--- GIVEN DATA Enclosed Below ---
PR #574, opened 2024-06-25
Update notebook to use revised migrator (via newer `nmdc-schema` PyPI package)

eecavanna:
Note: I erased the usual PR boilerplate content from this PR.

In this branch, I updated a migration notebook to use a newer version of the `nmdc-schema` PyPI package. Using a newer version was necessary in order to get access to a recently-revised migrator.

The revised migrator uses an additional collection, so I added that to the notebook.

Also, I fixed the format string for the logger (while I was already editing the notebook).


eecavanna:
Merging without review (currently the standard operating procedure for last-minute migrator changes).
--- End of Enclosed GIVEN DATA ---
## HOW TO COMPLETE THIS TASK:
Which of the lines above contain "notebook"? Return them all.

## ANSWER TO THIS TASK:
Update notebook to use revised migrator (via newer `nmdc-schema` PyPI package)
In this branch, I updated a migration notebook to use a newer version of the `nmdc-schema` PyPI package. Using a newer version was necessary in order to get access to a recently-revised migrator.
The revised migrator uses an additional collection, so I added that to the notebook.
Also, I fixed the format string for the logger (while I was already editing the notebook).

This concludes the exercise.